Phoenix server randomly stops serving requests with no error reported

I’m running two Phoenix applications. Both of them deployed in the same manner (as far as I can see), with different purposes and corresponding packages installed. One of them, my personal website/blog, periodically stops serving requests - this appears as a “Bad Gateway” error from Traefik. The issue occurs at random - sometimes after an hour, sometimes after a few hours, or after a few days.

To troubleshoot the issue I’ve used the observer and dug through the stats - I don’t see anything obvious, and don’t see any crashdumps. The application is deployed with Docker and mix releases, but the same issue occurs when using mix releases deployed locally (definitely not a memory issue) and on the server as a systemd service. I’ve also tried different Erlang/Elixir version combinations (following guidelines).

There are no crash dumps, no out of the ordinary logs, it just stops serving requests.

I feel like I might be missing something obvious, or that there’s some other debugging technique I could use to find the issue. Perhaps there’s a package version incompatibility, but I’m not using any out of the ordinary packages. Here’s the repo for reference: https://github.com/BenSchZA/phoenix-blog . The other application has been running stable for a few months: https://github.com/BenSchZA/kawapi-phoenix

I appreciate any guidance and help! Let me know if there are any other details I can provide.

Off the top of my head, you should check your load balancer.

2 Likes

Indeed, I was thinking the same as @dimitarvp. If you cannot see any error, and you know that the app is actually running, try to debug what is in front of the app first. A few possible hypotheses to test:

  • If the problem is upstream of the app, the app itself should be working. Can you validate it? Does the app respond to requests sent locally from the same machine?
    • If the app responds to requests sent from the same machine, the problem must be upstream. Are the instanced restarted or scaled dynamically? Is it possible that an instance gets restarted or moved and the load balancer in front does not discover the new one?
    • If the app does not respond even to local requests, are all the children of your supervision tree running? If a child crashes and gets in a restart loop for some reason, it will reach the max restarts and won’t be restarted anymore. In this case though, you should see traces of it in the logs.
1 Like

Unfortunately the issue happens when not behind a load balancer too.

What’s the easiest way to check if the children in supervision tree are all running? I’ve checked in the observer and it all seems okay. As I said, no unusual logs or crash dumps.

There’s no autoscaling or restarting, a pretty basic deployment via Traefik, but also the issue doesn’t occur with my other application, and the issue does occur locally with no load balancer.

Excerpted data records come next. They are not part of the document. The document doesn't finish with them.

Issue #331, opened 2017-08-04
containerjs-api-specification shows old README.md content


JDawes-ScottLogic:
Looking at the npm page for containerjs-api-specification, it is still displaying the old `README.md` content, however this was deleted by 49252349b23970080b6f8bf20890ece0f31cf01a.

This could be an artifact of #328 (there are recently resolved npm issues similar to this), and may be resolved by republishing, but do we want to re-add the `README.md` so the package has a proper description on npm?

PR #363, opened 2017-10-05
Added a couple of missing README.md files

andy-lee-eng:
For non-private npm packages, just providing basic info redirecting
to ContainerJS website


andy-lee-eng:
Fixes Issue #331

Issue #346, opened 2017-08-30
Update packages to only include the necessary files


JDawes-ScottLogic:
The npm packages currently contain more information than is necessary for consuming them, e.g. tests, `tsconfig.json`. We should only be packaging those files necessary for a release.

This can be achieved either via a blacklist (`.npmignore`) or a whitelist (the `files` property of `package.json`). Given that we tend to build everything into a single output folder, the whitelist approach seems to make most sense.

JDawes-ScottLogic:
Non-private packages to clean up:

- [x] containerjs-api-browser
- [x] containerjs-api-electron
- [x] containerjs-api-openfin
- [x] containerjs-api-specification
- [x] containerjs-api-compatibility
- [x] containerjs-api-utility

PR #366, opened 2017-10-10
Ignored non-releasable files in package/api-electron

andy-lee-eng:
Issue #346

### DIFF
--- a/packages/api-electron/package.json
+++ b/packages/api-electron/package.json
@@ -19,11 +19,7 @@
   },
   "homepage": "https://symphonyoss.github.io/ContainerJS/",
   "dependencies": {
-    "@types/electron-notify": "^0.1.5",
     "commander": "^2.11.0",
-    "containerjs-api-compatibility": "^0.0.6",
-    "containerjs-api-specification": "^0.0.7",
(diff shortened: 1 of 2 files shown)


packages/api-electron/package.json
```diff
@@ -33,7 +29,11 @@
     "ssf-electron": "./bin/ssf-electron"
   },
   "devDependencies": {
+    "@types/electron-notify": "^0.1.5",
     "concat": "^1.0.3",
+    "containerjs-api-compatibility": "^0.0.6",
+    "containerjs-api-specification": "^0.0.7",
+    "containerjs-api-utility": "^0.0.5",
```
ColinEberhardt, line 36: is this really a dev dependency?

andy-lee-eng: Because it gets rolled-up into build/dist/containerjs-api.js (or containerjs-api-symphony.js), which is the preload file that contains the entire compiled ContainerJS library.

ColinEberhardt: Aha - I thought there was a good reason. Thanks for educating me :-)

ColinEberhardt (approved):

Issue #315, opened 2017-07-29
Inconsistency between promises and callbacks


jleft:
Some parts of the API use callbacks (e.g. `ssf.Window.getCurrentWindow()`), whilst others use promises.

If possible, it would be nice if there was a consistent approach, so it's more intuitive for the consumer.

PR #371, opened 2017-10-10
Change getCurrentWindow to return a promise

andy-lee-eng:
This is a breaking change, but the previous behaviour was effectively broken anyway, because the calling code needed to wait for a callback, but the callback is only called the first time.

See Issue #314


andy-lee-eng:
Also addresses issue #315

PR #2177, opened 2024-10-31
cv2-3244 New Tab Component

sarahkeh:
- [x] Tab component - use ButtonMain as guideline but not base
  - [x] Size prop: default and large (might make more sense to put this prop on the Tab Wrapper)
  - [x] Icon prop: none, left, right, center (hide label for center but need label for Select dropdown)
  - [x] State prop: active, inactive
  - [x] Disabled prop
  - [ ] Hover styling for active, inactive
- [x] Tab Wrapper - 
  - [x] Variant prop: default or banner 
  - [x] Deep linking - value of selected tab put into tab parameter in url, url value should override default selected
- [x] Responsiveness - When tabs would otherwise overflow the container, switch to Select component.  
  - [x] Tab component returns select option
  - [x] TabWrapper returns Select component
- [x] Add to Sandbox
- [x] Add to Media Cluster item page
- [x] Unit test for correct rendering of tabs 

## Description

Marking as ready even though the integration tests are failing, I'll fix those on Tuesday. (might need to pair on that, the integration tests are run in a screen that causes the Select to be used and it doesn't seem to be finding the right <option>)

Replaces MUI Tabs and Tab components with custom cds TabWrapper and Tab.  TabWrapper takes in an object array that then is used to render either Select or a list of Tabs. 

References: CV2-3244

## Type of change

## How has this been tested?

Unit test, manually via the Sandbox and the Media component

Determining the correct width and when to switch between Tabs and Select was a journey but the solution I found was pretty interesting. 

## Checklist

- [x] If my components involve user interaction - specifically button, text fields, or other inputs - I have added a [BEM-like class name](https://meedan.atlassian.net/wiki/spaces/ENG/pages/1327628289/Naming+conventions+for+interactive+elements) to the element that is interacted with


brianfleming (changes requested):
@sarahkeh nice progress this is looking good, the responsive change to select is great.
Couple things to fix/check on:
- I don't think the deep linking is working on the first use of the tabs on the media cluster page, is that still WIP or is there something broken?
- When the tabs are set to iconCenter can you adjust the padding so the tab themselves end up squares? Take a look at the button main component and you will see something similar. When there is text the padding is different then when its just an icon

Screenshot 2024-11-11 at 9 07 22 AM


- There is something weird going on with the padding on the media cluster item page, take a look at the attached video and you will see it change for some reason, but just on the requests:

https://github.com/user-attachments/assets/7d7eff84-d8a9-45dd-be81-74c252dd8f20

brianfleming:
@sarahkeh I noticed one additional very minor thing. there is a tiny point when resizing before the `<Select...` kicks in where depending on the content of the tabs they can wrap. I think we can get around this just by not allowing the text in the tab to wrap:

Screenshot 2024-11-12 at 8 46 57 AM

sarahkeh:
@brianfleming Made the listed changes you pointed out, and fixed the deep linking (it would pull a tab parameter if it was already in the url but wasn't putting any up there)

brianfleming (changes requested):
Changes looking great @sarahkeh couple things:
- FYI: i just pushed up a different way to do bolding for these tabs so the sizing doesn't jump around, was easier for me just to do it then ask for that small change.

However....I did find two things to address

1. should clean up this new warning based on the PR checklist:

Screenshot 2024-11-13 at 10 54 16 AM

2. I'm trying to figure out how to replicate this, so far I think it "might" be going to a media page with the width of the window set to show the `<Select...` anyway, it throws this UI error and console:

Screenshot 2024-11-13 at 10 54 31 AM

brianfleming:
forgot to add this about that error @sarahkeh 
going to the media item page, with a small window AND the item has suggestions
^ I think the suggestions part is important, but having trouble confirming that

brianfleming:
yeah, I think thats the case with the suggestions @sarahkeh take a look at this recording of me loading the screen, resizing then refreshing:


https://github.com/user-attachments/assets/a760cf25-4d3e-41bb-aaea-5346341d85fd

sarahkeh:
@brianfleming Thanks for the recording, that helped me narrow it down a lot! It was infinitely resizing so I pulled out the setting of the fullTabWidth from the resize check and it loads correctly now. The other issues should be fixed as well

amoedoamorim (approved):
LGTM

There’s nothing in front of the application - the issue also happens when it’s running directly from a mix release. Doing a restart fixes the issue.

I also updated the supervision strategy in an attempt to fix the issue: opts = [strategy: :one_for_all, name: App.Supervisor, max_restarts: 10, max_seconds: 30]

I don’t have Elixir running in production yet, but is it possible you are running out of memory? Maybe some sort of memory leak or you are caching too much. Have you checked memory usage?

1 Like

Okay… don’t know why I didn’t try this before. Going to a path other than the URL root works. So clearly there’s some issue with a specific module loaded on the root endpoint. Appreciate all the suggestions! Still don’t know what the issue is, but I should be able to track it down now.

2 Likes

One of the things I do on the root endpoint is make a series of calls to the GitHub API. I also use a module called {:memoize, "~> 1.3"} to memoize and rate limit the calls so I don’t hit the GitHub API rate limit. I’m not hitting the API rate limit, I checked that today and a while ago.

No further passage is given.